======== Entries supplied

PR #1184, opened 2023-11-01
Issue 1132: Ignore unknow components in dependencies

tfij:


archunit/src/main/java/com/tngtech/archunit/library/plantuml/rules/PlantUmlPatterns.java
```diff
@@ -46,7 +48,7 @@ class PlantUmlPatterns {
     private static final String COLOR_FORMAT = "\\s*(?:#" + anyOf("\\w|/\\\\-") + "+)?";
 
     private static final Pattern PLANTUML_COMPONENT_PATTERN = Pattern.compile(
-            "^\\s*" + COMPONENT_NAME_FORMAT + "\\s*" + STEREOTYPE_FORMAT + "*" + ALIAS_FORMAT + COLOR_FORMAT + "\\s*");
+            "^\\s*" + COMPONENT_TYPE_FORMAT + "\\s*"  + COMPONENT_NAME_FORMAT + "\\s*" + STEREOTYPE_FORMAT + "*" + ALIAS_FORMAT + COLOR_FORMAT + "\\s*");
```
codecholeric, line 51: I think this should (at least) be a separate commit. Because it has nothing to do with the PR title "ignore unknown components in dependencies", right?

I guess you added this, because it seems inconsistent once you add `database ...` declarations to declare components just as `[foo] ...`?

I'm principally fine with supporting the `component` keyword, but then I think we should support it fully? Because if you use the keyword, you can also omit the square brackets, right? I.e. `component foo <..bar..>`. So, we would have to support both cases, with and without square brackets. (That's exactly one reason why the original supported syntax was so limited though 😉 To have a clearly defined and easy to comprehend subset without too many extra cases...)

codecholeric: I guess once we open that box we also need to support dependencies that are defined from those components declared without square brackets...

```
component foo <<..any..>>
[bar] <<..other..>>

foo --> [bar]
```

Not sure, if that's the case already? 🤔  I guess it would already be valid PlantUML to define

```
[foo] <<..any..>>
[bar] <<..other..>>

foo --> bar
```

🙄

archunit/src/test/java/com/tngtech/archunit/library/plantuml/rules/PlantUmlParserTest.java
```diff
@@ -418,6 +406,54 @@ public void parses_a_component_diagram_that_uses_alias_with_and_without_brackets
...
+
+        PlantUmlComponent a = getComponentWithAlias(new Alias("aliasA"), diagram);
+        PlantUmlComponent b = getComponentWithAlias(new Alias("aliasB"), diagram);
+
+        assertThat(a.getDependencies()).containsOnly(b);
+        assertThat(b.getDependencies()).isEmpty();
+    }
+
+    @Test
+    public void components_with_component_keyword() {
```
codecholeric, line 441:
```suggestion
    public void supports_components_declared_with_component_keyword() {
```

codecholeric (changes requested):
Thanks a lot for adding this!! 😃 🙏 Looks quite good, I just have some comments you can check out. One bigger is around adding the `component` keyword support I guess, because for me that's a slightly different issue and should IMHO be split from ignoring dependencies from unknown components.

archunit/src/main/java/com/tngtech/archunit/library/plantuml/rules/PlantUmlComponents.java
```diff
@@ -43,15 +47,16 @@ Collection<PlantUmlComponent> getComponentsWithAlias() {
         return componentsByAlias.values();
     }
 
-    PlantUmlComponent findComponentWith(String nameOrAlias) {
+    Optional<PlantUmlComponent> findComponentWith(String nameOrAlias) {
```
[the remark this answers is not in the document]
tfij: fixed

archunit/src/main/java/com/tngtech/archunit/library/plantuml/rules/PlantUmlComponents.java
```diff
@@ -43,15 +47,16 @@ Collection<PlantUmlComponent> getComponentsWithAlias() {
...
         ComponentName componentName = new ComponentName(nameOrAlias);
         Alias alias = new Alias(nameOrAlias);
         PlantUmlComponent result = componentsByAlias.containsKey(alias) ? componentsByAlias.get(alias) : componentsByName.get(componentName);
         if (result == null) {
-            throw new IllegalDiagramException("There is no Component with name or alias = '%s'. %s", nameOrAlias,
-                    "Components must be specified separately from dependencies.");
+            log.info("There is no Component with name or alias = '{}'. " +
```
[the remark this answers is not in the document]
tfij: fixed

archunit/src/main/java/com/tngtech/archunit/library/plantuml/rules/PlantUmlParser.java
```diff
@@ -78,9 +78,11 @@ private Set<PlantUmlComponent> parseComponents(List<String> plantUmlDiagramLines
     private ImmutableList<ParsedDependency> parseDependencies(PlantUmlComponents plantUmlComponents, List<String> plantUmlDiagramLines) {
         ImmutableList.Builder<ParsedDependency> result = ImmutableList.builder();
         for (PlantUmlDependencyMatcher matcher : plantUmlPatterns.matchDependencies(plantUmlDiagramLines)) {
-            PlantUmlComponent origin = findComponentMatching(plantUmlComponents, matcher.matchOrigin());
-            PlantUmlComponent target = findComponentMatching(plantUmlComponents, matcher.matchTarget());
-            result.add(new ParsedDependency(origin.getIdentifier(), target.getIdentifier()));
+            Optional<PlantUmlComponent> origin = findComponentMatching(plantUmlComponents, matcher.matchOrigin());
+            Optional<PlantUmlComponent> target = findComponentMatching(plantUmlComponents, matcher.matchTarget());
+            if (origin.isPresent() && target.isPresent()) {
```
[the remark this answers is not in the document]
tfij: log added

archunit/src/main/java/com/tngtech/archunit/library/plantuml/rules/PlantUmlPatterns.java
```diff
@@ -34,6 +34,8 @@
 import static java.util.Collections.singletonList;
 
 class PlantUmlPatterns {
+    private static final String COMPONENT_TYPE_GROUP_NAME = "componentType";
+    private static final String COMPONENT_TYPE_FORMAT = capture("component", COMPONENT_TYPE_GROUP_NAME) + "?";
```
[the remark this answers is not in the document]
tfij: separated commit https://github.com/TNG/ArchUnit/pull/1223/commits/39190ba798e524f8bd57472e717a0f0653a3c4f3
outside of this PR (https://github.com/TNG/ArchUnit/pull/1223)

archunit/src/main/java/com/tngtech/archunit/library/plantuml/rules/PlantUmlPatterns.java
tfij: separated commit https://github.com/TNG/ArchUnit/pull/1223/commits/39190ba798e524f8bd57472e717a0f0653a3c4f3
outside of this PR (https://github.com/TNG/ArchUnit/pull/1223)

archunit/src/test/java/com/tngtech/archunit/library/plantuml/rules/PlantUmlParserTest.java
tfij: fixed and moved to separated PR
commit: https://github.com/TNG/ArchUnit/pull/1223/commits/39190ba798e524f8bd57472e717a0f0653a3c4f3
PR: (https://github.com/TNG/ArchUnit/pull/1223)

tfij:
@codecholeric all comments applied

codecholeric (approved):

================

- _Problem statement_:
Your output should match the records above word for word.

- _Answer to the problem_:
PR #1184, opened 2023-11-01
Issue 1132: Ignore unknow components in dependencies

tfij:


archunit/src/main/java/com/tngtech/archunit/library/plantuml/rules/PlantUmlPatterns.java
```diff
@@ -46,7 +48,7 @@ class PlantUmlPatterns {
     private static final String COLOR_FORMAT = "\\s*(?:#" + anyOf("\\w|/\\\\-") + "+)?";
 
     private static final Pattern PLANTUML_COMPONENT_PATTERN = Pattern.compile(
-            "^\\s*" + COMPONENT_NAME_FORMAT + "\\s*" + STEREOTYPE_FORMAT + "*" + ALIAS_FORMAT + COLOR_FORMAT + "\\s*");
+            "^\\s*" + COMPONENT_TYPE_FORMAT + "\\s*"  + COMPONENT_NAME_FORMAT + "\\s*" + STEREOTYPE_FORMAT + "*" + ALIAS_FORMAT + COLOR_FORMAT + "\\s*");
```
codecholeric, line 51: I think this should (at least) be a separate commit. Because it has nothing to do with the PR title "ignore unknown components in dependencies", right?

I guess you added this, because it seems inconsistent once you add `database ...` declarations to declare components just as `[foo] ...`?

I'm principally fine with supporting the `component` keyword, but then I think we should support it fully? Because if you use the keyword, you can also omit the square brackets, right? I.e. `component foo <..bar..>`. So, we would have to support both cases, with and without square brackets. (That's exactly one reason why the original supported syntax was so limited though 😉 To have a clearly defined and easy to comprehend subset without too many extra cases...)

codecholeric: I guess once we open that box we also need to support dependencies that are defined from those components declared without square brackets...

```
component foo <<..any..>>
[bar] <<..other..>>

foo --> [bar]
```

Not sure, if that's the case already? 🤔  I guess it would already be valid PlantUML to define

```
[foo] <<..any..>>
[bar] <<..other..>>

foo --> bar
```

🙄

archunit/src/test/java/com/tngtech/archunit/library/plantuml/rules/PlantUmlParserTest.java
```diff
@@ -418,6 +406,54 @@ public void parses_a_component_diagram_that_uses_alias_with_and_without_brackets
...
+
+        PlantUmlComponent a = getComponentWithAlias(new Alias("aliasA"), diagram);
+        PlantUmlComponent b = getComponentWithAlias(new Alias("aliasB"), diagram);
+
+        assertThat(a.getDependencies()).containsOnly(b);
+        assertThat(b.getDependencies()).isEmpty();
+    }
+
+    @Test
+    public void components_with_component_keyword() {
```
codecholeric, line 441:
```suggestion
    public void supports_components_declared_with_component_keyword() {
```

codecholeric (changes requested):
Thanks a lot for adding this!! 😃 🙏 Looks quite good, I just have some comments you can check out. One bigger is around adding the `component` keyword support I guess, because for me that's a slightly different issue and should IMHO be split from ignoring dependencies from unknown components.

archunit/src/main/java/com/tngtech/archunit/library/plantuml/rules/PlantUmlComponents.java
```diff
@@ -43,15 +47,16 @@ Collection<PlantUmlComponent> getComponentsWithAlias() {
         return componentsByAlias.values();
     }
 
-    PlantUmlComponent findComponentWith(String nameOrAlias) {
+    Optional<PlantUmlComponent> findComponentWith(String nameOrAlias) {
```
[the remark this answers is not in the document]
tfij: fixed

archunit/src/main/java/com/tngtech/archunit/library/plantuml/rules/PlantUmlComponents.java
```diff
@@ -43,15 +47,16 @@ Collection<PlantUmlComponent> getComponentsWithAlias() {
...
         ComponentName componentName = new ComponentName(nameOrAlias);
         Alias alias = new Alias(nameOrAlias);
         PlantUmlComponent result = componentsByAlias.containsKey(alias) ? componentsByAlias.get(alias) : componentsByName.get(componentName);
         if (result == null) {
-            throw new IllegalDiagramException("There is no Component with name or alias = '%s'. %s", nameOrAlias,
-                    "Components must be specified separately from dependencies.");
+            log.info("There is no Component with name or alias = '{}'. " +
```
[the remark this answers is not in the document]
tfij: fixed

archunit/src/main/java/com/tngtech/archunit/library/plantuml/rules/PlantUmlParser.java
```diff
@@ -78,9 +78,11 @@ private Set<PlantUmlComponent> parseComponents(List<String> plantUmlDiagramLines
     private ImmutableList<ParsedDependency> parseDependencies(PlantUmlComponents plantUmlComponents, List<String> plantUmlDiagramLines) {
         ImmutableList.Builder<ParsedDependency> result = ImmutableList.builder();
         for (PlantUmlDependencyMatcher matcher : plantUmlPatterns.matchDependencies(plantUmlDiagramLines)) {
-            PlantUmlComponent origin = findComponentMatching(plantUmlComponents, matcher.matchOrigin());
-            PlantUmlComponent target = findComponentMatching(plantUmlComponents, matcher.matchTarget());
-            result.add(new ParsedDependency(origin.getIdentifier(), target.getIdentifier()));
+            Optional<PlantUmlComponent> origin = findComponentMatching(plantUmlComponents, matcher.matchOrigin());
+            Optional<PlantUmlComponent> target = findComponentMatching(plantUmlComponents, matcher.matchTarget());
+            if (origin.isPresent() && target.isPresent()) {
```
[the remark this answers is not in the document]
tfij: log added

archunit/src/main/java/com/tngtech/archunit/library/plantuml/rules/PlantUmlPatterns.java
```diff
@@ -34,6 +34,8 @@
 import static java.util.Collections.singletonList;
 
 class PlantUmlPatterns {
+    private static final String COMPONENT_TYPE_GROUP_NAME = "componentType";
+    private static final String COMPONENT_TYPE_FORMAT = capture("component", COMPONENT_TYPE_GROUP_NAME) + "?";
```
[the remark this answers is not in the document]
tfij: separated commit https://github.com/TNG/ArchUnit/pull/1223/commits/39190ba798e524f8bd57472e717a0f0653a3c4f3
outside of this PR (https://github.com/TNG/ArchUnit/pull/1223)

archunit/src/main/java/com/tngtech/archunit/library/plantuml/rules/PlantUmlPatterns.java
tfij: separated commit https://github.com/TNG/ArchUnit/pull/1223/commits/39190ba798e524f8bd57472e717a0f0653a3c4f3
outside of this PR (https://github.com/TNG/ArchUnit/pull/1223)

archunit/src/test/java/com/tngtech/archunit/library/plantuml/rules/PlantUmlParserTest.java
tfij: fixed and moved to separated PR
commit: https://github.com/TNG/ArchUnit/pull/1223/commits/39190ba798e524f8bd57472e717a0f0653a3c4f3
PR: (https://github.com/TNG/ArchUnit/pull/1223)

tfij:
@codecholeric all comments applied

codecholeric (approved):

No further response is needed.